**Aim of the exercise**:
Transcribe only the lines between the first line of the records and the line containing "### 1. Crashing on Client-Side Tools", inclusive, exactly as written.

-- Opening Marker --

PR #1292, opened 2025-06-22
feat: Add client-initiated tool call handling

abhipatel12:
## TLDR

This change fixes two critical bugs related to tool-calling and state management:

1.  **Crashing on Client-Side Tools**: Resolves a `400 INVALID_ARGUMENT` crash when using client-side commands like `/memory add` by preventing the client from sending a tool response for a tool the API did not request.
2.  **Stale Memory State**: Fixes a bug where newly added memories were not immediately reflected in the UI. The fix ensures that the application's memory is refreshed automatically after a memory-saving operation, providing immediate feedback to the user.

### 1. Crashing on Client-Side Tools

The root cause of the crash was that the client was sending a `functionResponse` to the Gemini API for a tool call that was initiated locally by the user (e.g., via a slash command). The Gemini API requires a strict 1:1 mapping where it only accepts a `functionResponse` for a `functionCall` it explicitly issued in the preceding turn.

This fix introduces a mandatory `isClientInitiated: boolean` flag to the `ToolCallRequestInfo` interface to solve this problem at the data-structure level:

*   **Mandatory Flag**: Every tool call request must now be explicitly marked as either originating from the client (`true`) or from the model (`false`). This provides compile-time safety, preventing this bug from recurring.
*   **Conditional Logic**: The `useGeminiStream` hook now inspects this flag on all completed tool calls.
    *   If `isClientInitiated` is `true`, the hook finalizes the tool's lifecycle purely on the client-side and, crucially, **does not** send any response to the Gemini API.
    *   If `isClientInitiated` is `false`, the existing logic proceeds as expected, sending the tool's output back to the model for further processing.
*   **Safe Invocation**: All tool call creation sites have been updated to set this flag correctly, ensuring a clear distinction between the two types of tool invocations throughout the application.

### 2. Stale Memory State

Previously, when a user added a new memory using the `/memory add` command or by asking the model to remember something, the underlying `GEMINI.md` file was updated, but the application's in-memory representation of that file was not. This meant that subsequent commands, like `/memory show`, would display stale data until the application was restarted.

This fix introduces a robust refresh mechanism to solve this problem:

*   **Automatic Refresh**: The `useGeminiStream` hook now calls the `performMemoryRefresh` function whenever a `save_memory` tool call completes successfully, regardless of whether it was initiated by the user or the model.
*   **Idempotent Effect**: The refresh logic is designed to be idempotent by tracking which tool calls have already been processed. This prevents unnecessary refreshes and ensures that the operation is efficient and reliable, even across component re-renders.

## Reviewer Test Plan

To validate this change, please test the following scenarios:

1.  **Client-Initiated Tool Call (The Fix)**:
    *   Run the command: `/memory add "my favorite color is blue"`
    *   **Expected Behavior**: The command executes successfully, a confirmation appears, and the CLI returns to an idle state without crashing. There should be no `400 INVALID_ARGUMENT` error.

2.  **Stale Memory State (The Fix)**:
    *   Run the command: `/memory add "my dog's name is fido"`
    *   Immediately run: `/memory show`
    *   **Expected Behavior**: The output of `/memory show` should immediately include "my dog's name is fido".

3.  **Model-Initiated Tool Call (Regression Test)**:
    *   Ask a question that requires a tool, such as: `"Can you remember that my favorite bird is a duck."`
    *   Immediately run: `/memory show`
    *   **Expected Behavior**: The model should request the memory tool, the tool should execute, and the result should be sent back to the model. The model should then use the tool's output to answer tell you it will remember that. The entire flow should complete without errors, and the new memory should appear in the output of `/memory show`.

4.  **Standard Chat (Regression Test)**:
    *   Have a simple conversation with the model without using tools.
    *   **Expected Behavior**: The conversation should proceed normally with no change in behavior.

## Testing Matrix

|          | 🍏  | 🪟  | 🐧 |
| npm run  | ✅  | ❓  | ❓  |
| npx      | ❓  | ❓  | ❓  |
| Docker   | ❓  | ❓  | ❓  |
| Podman   | ❓  | -   | -   |
| Seatbelt | ✅  | -   | -   |

## Linked issues / bugs
Closes [b/426844709](https://b.corp.google.com/issues/426844709)

### DIFF
--- a/packages/cli/src/nonInteractiveCli.ts
+++ b/packages/cli/src/nonInteractiveCli.ts
@@ -89,6 +89,7 @@ export async function runNonInteractive(
             callId,
             name: fc.name as string,
             args: (fc.args ?? {}) as Record<string, unknown>,
+            isClientInitiated: false,
           };
 
           const toolResponse = await executeToolCall(
--- a/packages/cli/src/ui/App.tsx
+++ b/packages/cli/src/ui/App.tsx
@@ -362,6 +362,7 @@ const App = ({ config, settings, startupWarnings = [] }: AppProps) => {
     shellModeActive,
     getPreferredEditor,
     onAuthError,
+    performMemoryRefresh,
   );
   pendingHistoryItems.push(...pendingGeminiHistoryItems);
   const { elapsedTime, currentLoadingPhrase } =
--- a/packages/cli/src/ui/hooks/useGeminiStream.test.tsx
+++ b/packages/cli/src/ui/hooks/useGeminiStream.test.tsx
@@ -389,6 +389,7 @@ describe('useGeminiStream', () => {
           >,
           shellModeActive: false,
           loadedSettings: mockLoadedSettings,
+          toolCalls: initialToolCalls,
         },
       },
     );
@@ -404,7 +405,12 @@ describe('useGeminiStream', () => {
   it('should not submit tool responses if not all tool calls are completed', () => {
     const toolCalls: TrackedToolCall[] = [
       {
-        request: { callId: 'call1', name: 'tool1', args: {} },
+        request: {
+          callId: 'call1',
+          name: 'tool1',
+          args: {},
+          isClientInitiated: false,
+        },
         status: 'success',
         responseSubmittedToGemini: false,
         response: {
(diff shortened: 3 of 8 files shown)


scottdensmore:
It works when I add memory but when I run `/memory show` it doesn't show what was just added
CleanShot 2025-06-21 at 20 17 03@2x

But it is in the file
CleanShot 2025-06-21 at 20 18 18@2x

abhipatel12:
> It works when I add memory but when I run `/memory show` it doesn't show what was just added CleanShot 2025-06-21 at 20 17 03@2x
> 
> But it is in the file CleanShot 2025-06-21 at 20 18 18@2x

We found a bug in a bug! wooohoo! This is fixed now too

scottdensmore (approved):
Approved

-- Closing Marker --

**Result for this task**:
PR #1292, opened 2025-06-22
feat: Add client-initiated tool call handling

abhipatel12:
## TLDR

This change fixes two critical bugs related to tool-calling and state management:

1.  **Crashing on Client-Side Tools**: Resolves a `400 INVALID_ARGUMENT` crash when using client-side commands like `/memory add` by preventing the client from sending a tool response for a tool the API did not request.
2.  **Stale Memory State**: Fixes a bug where newly added memories were not immediately reflected in the UI. The fix ensures that the application's memory is refreshed automatically after a memory-saving operation, providing immediate feedback to the user.

### 1. Crashing on Client-Side Tools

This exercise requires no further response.